The answer should be one number only, namely how many lines of the records hold the word "stream".

• • • • • • •

PR #3304, opened 2025-01-13
Correctly GC output of `chain_aggregate`.

### LINKED ISSUE #3303: [dbsp] The output of `chain_aggregate` doesn't get GC'd
Minimal repro: 

```sql
create table t (
    id int not null lateness 0,
    val int
) with (
    'append_only' = 'true',
    'connectors' = '[{
      "transport": {
        "name": "datagen",
        "config": {}
      }
    }]'
);

create view v as select max(val) from t group by id;
```

The memory footprint of this program keeps growing, although GC should be able to discard it entire state.

ryzhyk:
Fixes #3303.

See commit messages for details

### DIFF
--- a/crates/dbsp/src/operator/dynamic/trace.rs
+++ b/crates/dbsp/src/operator/dynamic/trace.rs
@@ -22,6 +22,7 @@ use std::{
     borrow::Cow,
     cell::{Ref, RefCell},
     cmp::Ordering,
+    fmt::Debug,
     marker::PhantomData,
     ops::Deref,
     rc::Rc,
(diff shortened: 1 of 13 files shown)


crates/dbsp/src/operator/dynamic/trace.rs
```diff
@@ -569,7 +569,10 @@ where
         );
 
         circuit.cache_insert(TraceId::new(stream.stream_id()), trace.clone());
-        circuit.cache_insert(BoundsId::<T>::new(stream.stream_id()), self.bounds.clone());
+        circuit.cache_insert(
+            BoundsId::<T::Batch>::new(stream.stream_id()),
```
mihaibudiu, line 573: very subtle

mihaibudiu: I assume you have checked the other places as well.
why do you need the type in the cache anyway?

mihaibudiu (approved):

crates/dbsp/src/operator/dynamic/trace.rs
ryzhyk: yes

PR #3310, opened 2025-01-14
pipeline-manager: runner version guard

snkas:
In the transition from `Shutdown` to `Provisioning`, there is a particular concurrency scenario:
1. User calls `/start` on pipeline (v1)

• • • • • • •

## Task output
3